Housekeeping vector is a double vector as it was originally meant to store more values than it currently does
DWT stats (periodic extension) for an input signal of length 256
2. IDWT: void* idwt(vector<double> &dwtop,vector<double> &flag, string nm,vector<double> &idwt_output,vector<int> &length)
where,
dwtop :: is the DWT vector
flag :: Same Housekeeping function as obtained from the DWT function
nm :: Wavelet Used
idwt_output :: Output of IDWT
length :: Length vector obtained from the DWT computations
Symmetric Extension
3. DWT: void* dwt_sym(vector<double> &sig, int J, string nm, vector<double> &dwt_output,vector<double> &flag, vector<int> &length )
where,
sig :: Input Signal vector
J :: Decomposition levels
nm :: Wavelet Name (See filtcoef for available wavelet families)
length :: Lengths of respective approximation and detail vectors are stored in this integer vector.
dwt_output :: Output of Discrete Wavelet Transform. It stores coefficients in following format:
[A(J) D(J) D(J-1) ..... D(1)]
where A(J) is the approximation coefficient vector at the Jth level while D(n) are the detail coefficient vectors at the nth level.lengthcontains the lengths of corresponding vectors. Last entry of thelengthvector is the length of the original signal.
flag :: Housekeeping vector.
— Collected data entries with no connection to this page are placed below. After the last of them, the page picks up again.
PR #4231, opened 2023-06-28
Update atime at FindMissing in pebble cache

luluz66:
Calls sendAtimeUpdate in FindMissing instead of reader

Benchmark test: [before](https://app.buildbuddy.io/invocation/3ff0a8a7-fb9e-4f9e-a1ce-51a994fcc65c?target=%2F%2Fenterprise%2Fserver%2Ftest%2Fperformance%2Fcache%3Acache_test) and  [after](https://app.buildbuddy.io/invocation/3467f3fb-9869-49f2-9cae-d8701ded0697?target=%2F%2Fenterprise%2Fserver%2Ftest%2Fperformance%2Fcache%3Acache_test)

**Related issues**:
https://github.com/buildbuddy-io/buildbuddy-internal/issues/2450


luluz66 (commented):
This change made FindMissing slower because we read the proto. 

I wonder if the `olderThanThreshold` check is necessary in `sendATimeUpdate` since we also check it in `updateAtime`.

enterprise/server/backends/pebble_cache/pebble_cache.go
```diff
@@ -2930,7 +2931,6 @@ func (p *PebbleCache) reader(ctx context.Context, iter pebble.Iterator, r *rspb.
 		}
 		return nil, err
 	}
-	p.sendAtimeUpdate(key, fileMetadata)
```
siggisim, line 2933: Are there some artifacts where we don't call FindMissing and we only call Read on? Like AC entries for example?

I kinda feel like we need to bump atime in both places, but I might be wrong.

vadimberezniker:
> This change made FindMissing slower because we read the proto.
> 
> I wonder if the `olderThanThreshold` check is necessary in `sendATimeUpdate` since we also check it in `updateAtime`.

I wonder if we can use this trick to avoid deserializing the full proto: https://github.com/buildbuddy-io/buildbuddy/blob/64f2a9bc25d15b0fe9378fe66f9c30e1a8f098f7/server/util/bazel_request/bazel_request.go#L48

Having the check in `sendATimeUpdate` allows us to avoid using up space in the channel for unnecessary updates. It's a cheap check so removing it wouldn't really buy you anything.

enterprise/server/backends/pebble_cache/pebble_cache.go
vadimberezniker: I agree, I don't see a reason to remove the atime update from reads.

luluz66:
> > This change made FindMissing slower because we read the proto.
> > I wonder if the `olderThanThreshold` check is necessary in `sendATimeUpdate` since we also check it in `updateAtime`.
> 
> I wonder if we can use this trick to avoid deserializing the full proto:
> 
> https://github.com/buildbuddy-io/buildbuddy/blob/64f2a9bc25d15b0fe9378fe66f9c30e1a8f098f7/server/util/bazel_request/bazel_request.go#L48
> 
I had a impl to do this, but the performance is unfortunately worse: https://app.buildbuddy.io/invocation/173adf2d-de5a-43d4-8473-9131be8ec718?target=%2F%2Fenterprise%2Fserver%2Ftest%2Fperformance%2Fcache%3Acache_test#@79. Probably because the last access usec is the second to the last field, so it didn't save much.

enterprise/server/backends/pebble_cache/pebble_cache.go
tylerwilliams: +1 to this -- let's keep this one!

vadimberezniker:
> > > This change made FindMissing slower because we read the proto.
> > > I wonder if the `olderThanThreshold` check is necessary in `sendATimeUpdate` since we also check it in `updateAtime`.
> > 
> > 
> > I wonder if we can use this trick to avoid deserializing the full proto:
> > https://github.com/buildbuddy-io/buildbuddy/blob/64f2a9bc25d15b0fe9378fe66f9c30e1a8f098f7/server/util/bazel_request/bazel_request.go#L48
> 
> I had a impl to do this, but the performance is unfortunately worse: https://app.buildbuddy.io/invocation/173adf2d-de5a-43d4-8473-9131be8ec718?target=%2F%2Fenterprise%2Fserver%2Ftest%2Fperformance%2Fcache%3Acache_test#@79. Probably because the last access usec is the second to the last field, so it didn't save much.

This is a bit surprising. Can you double check your implementation? The allocations should not be higher than the proto version. 
Can you also re-run the benchmarks locally? You're not going to get consistent numbers running benchmarks on remote executors.

enterprise/server/backends/pebble_cache/pebble_cache.go
luluz66: Done

luluz66 (commented):
> This is a bit surprising. Can you double check your implementation? The allocations should not be higher than the proto version. Can you also re-run the benchmarks locally? You're not going to get consistent numbers running benchmarks on remote executors.

Yeah. I fixed the implementation. The protowire change is now slightly slower than the master branch; but faster than looking up the entire proto. The benchmark result can be found at https://docs.google.com/document/d/1EtTaCd12bdgURIr8vqJXxNtuA0vdowo1BwiV3HQ8obI/edit.

vadimberezniker:
> > This is a bit surprising. Can you double check your implementation? The allocations should not be higher than the proto version. Can you also re-run the benchmarks locally? You're not going to get consistent numbers running benchmarks on remote executors.
> 
> Yeah. I fixed the implementation. The protowire change is now slightly slower than the master branch; but faster than looking up the entire proto. The benchmark result can be found at https://docs.google.com/document/d/1EtTaCd12bdgURIr8vqJXxNtuA0vdowo1BwiV3HQ8obI/edit.

Thanks. Speed wise both versions seem acceptable. The protowire version is appealing due to no increase in allocations. 
We should add a comment to the proto wrt the tag number. 

PR looks good to me, but let @tylerwilliams opine as well.

vadimberezniker (approved):

enterprise/server/backends/pebble_cache/pebble_cache.go
```diff
@@ -1298,6 +1299,43 @@ func (p *PebbleCache) lookupFileMetadata(ctx context.Context, iter pebble.Iterat
...
+			return 0, err
+		}
+		if iter.SeekGE(keyBytes) && bytes.Equal(iter.Key(), keyBytes) {
+			return getLastAccessUsec(iter.Value()), nil
+		}
+	}
+	return 0, status.NotFoundErrorf("key %q not found", key)
+}
+
+func getLastAccessUsec(b []byte) int64 {
```
tylerwilliams, line 1315: nit: comment why this is this way and link to the proto tag field definition (or explain that lastAccessUsecTag matches it)

enterprise/server/backends/pebble_cache/pebble_cache.go
```diff
@@ -1434,10 +1472,11 @@ func (p *PebbleCache) FindMissing(ctx context.Context, resources []*rspb.Resourc
 		}
 
 		unlockFn := p.locker.RLock(key.LockID())
-		found, err := p.iterHasKey(iter, key)
-		if !found || err != nil {
+		lastAccessUsec, err := p.lookupLastAccessTime(iter, key)
+		if err != nil {
 			missing = append(missing, r.GetDigest())
 		}
+		p.sendAtimeUpdate(key, lastAccessUsec)
```
tylerwilliams, line 1479: I don't think we need to sendAtimeUpdate if the file was missing. (correct me if i'm wrong?)

tylerwilliams (changes requested):

tylerwilliams (approved):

In this implementation it contains two values-
flag0 is 0 if the signal is even and it is 1 if signal is odd and if it is made even by repeating the last value one more time
flag1 - contains the decomposition levels.
Housekeeping vector is a double vector as it was originally meant to store more values than it currently does
idwt_output :: Output of the Inverse Discrete Wavelet Transform
length :: Length Vector Obtained from the DWT computations
DWT stats (symmetric extension) for an input signal of length 256
4. IDWT: void* idwt_sym(vector<double> &dwtop,vector<double> &flag, string nm,vector<double> &idwt_output,vector<int> &length)
where,
dwtop :: is the DWT vector
flag :: Same Housekeeping function as obtained from the DWT function
nm :: Wavelet Used
idwt_output :: Output of IDWT
length :: Length vector obtained from the DWT computations
1D SWT/ISWT Functions
5. SWT: void* swt(vector<double> &sig, int J, string nm, vector<double> &swt_output, int &length)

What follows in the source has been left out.